Certification – what does it mean? Image #75

I’ve told you I used to work in IT, right?  And now I work in security.  Across both disciplines, and in much of life, there’s a lot of pressure and in some cases kudos to be obtained by becoming certified in one thing or another.  I just heard today that I can now add another bunch of letters after my name professionally, which is great, but what does it all mean?


The cartoon above is one of my favourite Dilbert cartoons.  (I know, Dilbert is geeky and to have a favourite must mean I’m uber-geeky, but that’s the way the bits flow.). And it brings to mind a brilliant example which might have been the root of the cartoon.

In one of our offices one day, this guy came up to me (I was in management at the time) and said “I’ve just passed both the Novell (now you know how long ago this was) and Microsoft certifications. I want a 30% pay rise or I’m leaving.” I told him I’d find out what we could do for him and sent him on his way. Fast forward a day or two, and the same guy called me up.  He wanted to know how to do something with a network card on a system he was working on.
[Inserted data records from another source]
Issue #3297, opened 2020-10-02
Breaks toHaveStyle assertions in v5.2.0


gugiserman:
## Environment

```
## System:
 - OS: macOS Mojave 10.14.6
 - CPU: (8) x64 Intel(R) Core(TM) i7-4870HQ CPU @ 2.50GHz
 - Memory: 1.61 GB / 16.00 GB
 - Shell: 3.2.57 - /bin/bash
## Binaries:
 - Node: 12.18.3 - ~/.nvm/versions/node/v12.18.3/bin/node
 - Yarn: 1.22.5 - ~/.yarn/bin/yarn
 - npm: 6.14.6 - ~/.nvm/versions/node/v12.18.3/bin/npm
 - Watchman: 4.9.0 - /usr/local/bin/watchman
## npmPackages:
 - babel-plugin-styled-components: ^1.10.7 => 1.11.1 
 - styled-components: ^5.1.1 => 5.2.0 
```

## Steps to reproduce
Install v5.2.0 and try to test a React component that renders a StyledComponent with `.toHaveStyle()` from `@testing-library/jest-dom/extend-expect`.

e.g.:

```js
import '@testing-library/jest-dom/extend-expect'
import React from 'react'
import { render } from '@testing-library/react'

it('renders with pointer cursor', () => {
  const { container } = render(<MyComponentWithStyled />)
  expect(container.firstChild).toHaveStyle('cursor: pointer')
})
```

## Expected Behavior

Asserts element has style rule.

## Actual Behavior

Always fail.

## Notes

I upgraded all dependencies today and a lot of tests broke.

I first went to `jest-dom` repository and found a similar issue (https://github.com/testing-library/jest-dom/issues/295#issuecomment-702520302) but after upgrading dependency by dependency I noticed it's actually only when I upgrade `styled-components` to `v5.2.0` that it starts to fail.

barucAlmaguer:
Same problem here (I raised the issue at `jest-dom` library [jest-dom#295](https://github.com/testing-library/jest-dom/issues/295)).

I fixed it temporarily by downgrading to `styled-components@5.1.1`

yannickcornaille:
This problem also occurs in tests using getComputedStyle(). As @barucAlmaguer I fixed it by downgrading to styled-components@5.1.1

Lazyuki:
So it seems that `toHaveStyle` was working up until `5.2.0-test.7`, but `test.8` broke it and started giving the error

[...]

PR #3308, opened 2020-10-13
fix styles not being added when using toHaveStyle()

Lazyuki:
Fixes: #3297 

I checked out every commit to find what caused this, and it seems that [this commit](https://github.com/styled-components/styled-components/commit/2214485f9cf5f0e0ca6b7caffd93351b2e4130d3) and [this commit](https://github.com/styled-components/styled-components/commit/4351e2b6da2d82f1167a73fe1f4aff23ba264178) were the culprit. It seems like having `window` as either `false` or `undefined` makes `jest-dom`'s `toHaveStyle` function fail by not rendering any styles at all. I imagine this has something to do with how jest interacts with the window object.

@probablyup I don't exactly know the reason behind these commits so I hope this doesn't break things elsewhere. I tested the build locally and I can confirm that this will fix `toHaveStyle`

### DIFF
--- a/packages/styled-components/rollup.config.js
+++ b/packages/styled-components/rollup.config.js
@@ -119,7 +119,6 @@ const serverConfig = {
   ],
   plugins: configBase.plugins.concat(
     replace({
-      window: undefined,
       __SERVER__: JSON.stringify(true),
     }),
     minifierPlugin


Lazyuki:
Hi @probablyup @kitten sorry to bother you but this is preventing us and I believe quite a few people from upgrading to 5.2.0 since the tests cannot be run with it.

probablyup:
@Lazyuki you'll need to switch your base branch to legacy-v5

Lazyuki:
Done.

probablyup (approved):
Looking at the code I don't think this will break anything, so long as people don't have a `window` object in their SSR environment that has an `HTMLElement` property. That's the heuristic we use for our `IS_BROWSER` check.

christemple:
> Looking at the code I don't think this will break anything, so long as people don't have a `window` object in their SSR environment that has an `HTMLElement` property. That's the heuristic we use for our `IS_BROWSER` check.

I might be stupid here, but doesn't JSDOM replicate the window in a node environment for jest tests by default?
I just added a console log to my Jest config and it says it does exist:
```js
console.log('HTMLElement in window: ', 'HTMLElement' in window);
=> HTMLElement in window:  true
```
Is this unwanted behaviour @probablyup?

Only reason I'm asking is because my tests are now failing as a result of this change (`v5.2.1`) using react testing library + jest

I asked him why he didn’t know, as I knew for a fact that it was something covered on both of his certifications in their basic classes – because I’d done them both.  He didn’t have an answer, didn’t get his raise and didn’t stay with the company for long.

I guess the moral of that little story is, in my experience, having a bit of paper to say you can do something is not as valuable as having spent the time doing the things the paper said you were qualified to do.  I’d choose an experienced professional ahead of a well qualified one any day.

Oh, and the certification I won today?  I had to be able to demonstrate at least 5 years experience in a number of different security related disciplines.  Qualified AND experienced? You bet!